◆ Entries provided ◆
PR #4443, opened 2022-06-26
more cleanup in preparation for model translation

Goober5000:
1) Clean up stepped rotation, fixing some logic, adding safeguards for invalid values, and allowing rotations to go in the opposite direction
2) Add more specific SEXP error checking for AWACS and rotating subsystems
3) Assorted refactoring and polishing

PR #4535, opened 2022-08-13
Fix False Null MOI warnings

### LINKED ISSUE #4534: False Null MOI warnings
The first 22.3 nightly gives these warnings where 22.2.0 does not. Does not apply to all models. I don't see a pattern to what models trigger it. Triton in FSU is a perfect example. Also happens with the Fenris. I have verified the POFs in question absolutely do have MOI data.

Load up 22.2.0 debug with FSU 4.6.6. Go to the lab and view the Triton. No warning.
Load up 22.3 debug with FSU 4.6.6. Go to the lab and view the Triton. Null MOI warning is triggered.

wookieejedi:
In #4443, `fl_near_zero` was set to use default epsilon values in the `IS_VEC_NULL` check. In this comparison, epsilon is the wrong threshold because it used to have a much smaller threshold. The fix restores the previous definitions of `IS_VEC_NULL` and `IS_VEC_NULL_SQ_SAFE` by exposing the epsilon value as an optional parameter (similar to how `IS_NEAR_ZERO` used to work. This PR also restores `IS_VEC_NULL_SQ_SAFE` where it was replaced by `IS_VEC_NULL.`

Fixes #4534.

### DIFF
--- a/code/math/floating.h
+++ b/code/math/floating.h
@@ -96,7 +96,7 @@ float fl_isqrt( float x )
 } 
 */
 
-// sees if a floating point number is within the minimum tolerance of zero
+// sees if a floating point number is within a certain threshold (by default, epsilon) of zero
 inline bool fl_near_zero(float a, float e = std::numeric_limits<float>::epsilon())
 {
 	return a < e && a > -e;
--- a/code/math/floating.h
+++ b/code/math/floating.h
@@ -97,10 +97,9 @@ float fl_isqrt( float x )
 */
 
 // sees if a floating point number is within the minimum tolerance of zero
-inline bool fl_near_zero(float a)
+inline bool fl_near_zero(float a, float e = std::numeric_limits<float>::epsilon())
 {
-	return a < std::numeric_limits<float>::epsilon()
-		&& a > -std::numeric_limits<float>::epsilon();
+	return a < e && a > -e;
 }
 
 // sees if two floating point numbers are within the minimum tolerance
--- a/code/math/vecmat.h
+++ b/code/math/vecmat.h
@@ -20,14 +20,15 @@
 #define vm_is_vec_nan(v) (fl_is_nan((v)->xyz.x) || fl_is_nan((v)->xyz.y) || fl_is_nan((v)->xyz.z))
 
 //Macros/functions to fill in fields of structures
+//VEC_NULL macros split into two functions in 2009 with commit 75a514b
 
-//macro to check if vector is zero, uses 1e-16 as a minimum tolerance
+//macro to check if vector is close to zero or would be close to zero after squaring
 #define IS_VEC_NULL_SQ_SAFE(v) \
 		(fl_near_zero((v)->xyz.x, (float) 1e-16) && \
 		fl_near_zero((v)->xyz.y, (float) 1e-16) && \
 		fl_near_zero((v)->xyz.z, (float) 1e-16))
 
-// macro to check if vector is zero, uses 1e-36 as a minimum tolerance
+//macro to check if vector is close to zero
 #define IS_VEC_NULL(v) \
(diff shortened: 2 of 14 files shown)


code/math/vecmat.h
```diff
@@ -22,9 +22,15 @@
 //Macros/functions to fill in fields of structures
 
 //macro to check if vector is zero
```
JohnAFernandez, line 24: Can you change this comment to match what `IS_VEC_NULL_SQ_SAFE` is specifically for, and then probably move this comment to be above `IS_VEC_NULL`?

JohnAFernandez (changes requested):

code/math/vecmat.h
wookieejedi: Sure, the original code had it this way but happy to take the opportunity to update comments.

Goober5000: The original macro split happened back in 2009: 75a514b5f9

I would be curious if anyone has a good idea how these thresholds should be determined.  The well-known `epsilon` is for addition and subtraction; I would assume there is some other standard for multiplication and squaring.

JohnAFernandez: My theory is that the `SQ_SAFE` version ensures that squaring a float is safe. But I don't have evidence for that beyond common sense.

Baezon: I think the existing epsilon is fine. This issue is MOI-specific, imo. Due to the way they are calculated and used, they are unfortunately extremely small numbers a lot of the time.

wookieejedi: Makes sense. Are folks good with the current version then?

JohnAFernandez (approved):

code/math/vecmat.h
JohnAFernandez: Yeah, go ahead

code/math/floating.h
```diff
@@ -97,10 +97,9 @@ float fl_isqrt( float x )
 */
 
 // sees if a floating point number is within the minimum tolerance of zero
-inline bool fl_near_zero(float a)
+inline bool fl_near_zero(float a, float e = std::numeric_limits<float>::epsilon())
```
Goober5000, line 100: Since this is adding a new parameter, change the comment to be this:
```
// sees if a floating point number is within a certain threshold (by default, epsilon) of zero
```

code/math/vecmat.h
```diff
@@ -21,10 +21,17 @@
 
 //Macros/functions to fill in fields of structures
 
-//macro to check if vector is zero
-#define IS_VEC_NULL(v) (fl_near_zero((v)->xyz.x) && \
-						fl_near_zero((v)->xyz.y) && \
-						fl_near_zero((v)->xyz.z))
+//macro to check if vector is zero, uses 1e-16 as a minimum tolerance
```
Goober5000, line 24: Change the comment to something like this:
```
// macro to check if vector is close to zero or would be close to zero after squaring
```
And change the next comment to something like this:
```
// macro to check if vector is close to zero
```

Goober5000 (changes requested):

code/math/vecmat.h
Goober5000: Also add the hash of the commit that originally split the macros into two.

code/math/floating.h
wookieejedi: Good idea, just added.

code/math/vecmat.h
wookieejedi: Thanks, just updated.

Goober5000 (approved):

Goober5000 (changes requested):
Actually hang on while I research some floating point things

Goober5000 (approved):

Goober5000:
Approving this for the time being.  Other floating-point changes can go in a follow-up PR.

PR #4536, opened 2022-08-13
Add options to selectively disable shadows

BMagnu:
Some mods can contain models for which having shadows in the techroom / mission select screen is a problem. This allows to bulk-disable rendering of shadows for some of these categories, such as shadows for weapon selection during the mission briefing.


Goober5000 (commented):
Considering how there is very similar logic repeated in several places, is it possible to encapsulate it somehow?

Goober5000 (commented):
This looks much better. 👍  Though I would recommend a high-level comment or two in `shadow_maybe_start_frame` to explain what it's doing.

Goober5000 (approved):
👍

◆ Required action ◆
Where a line contains the word "uses", copy that line from the listing above.

◆ Exercise output ◆
-//macro to check if vector is zero, uses 1e-16 as a minimum tolerance
-// macro to check if vector is zero, uses 1e-36 as a minimum tolerance
+//macro to check if vector is zero, uses 1e-16 as a minimum tolerance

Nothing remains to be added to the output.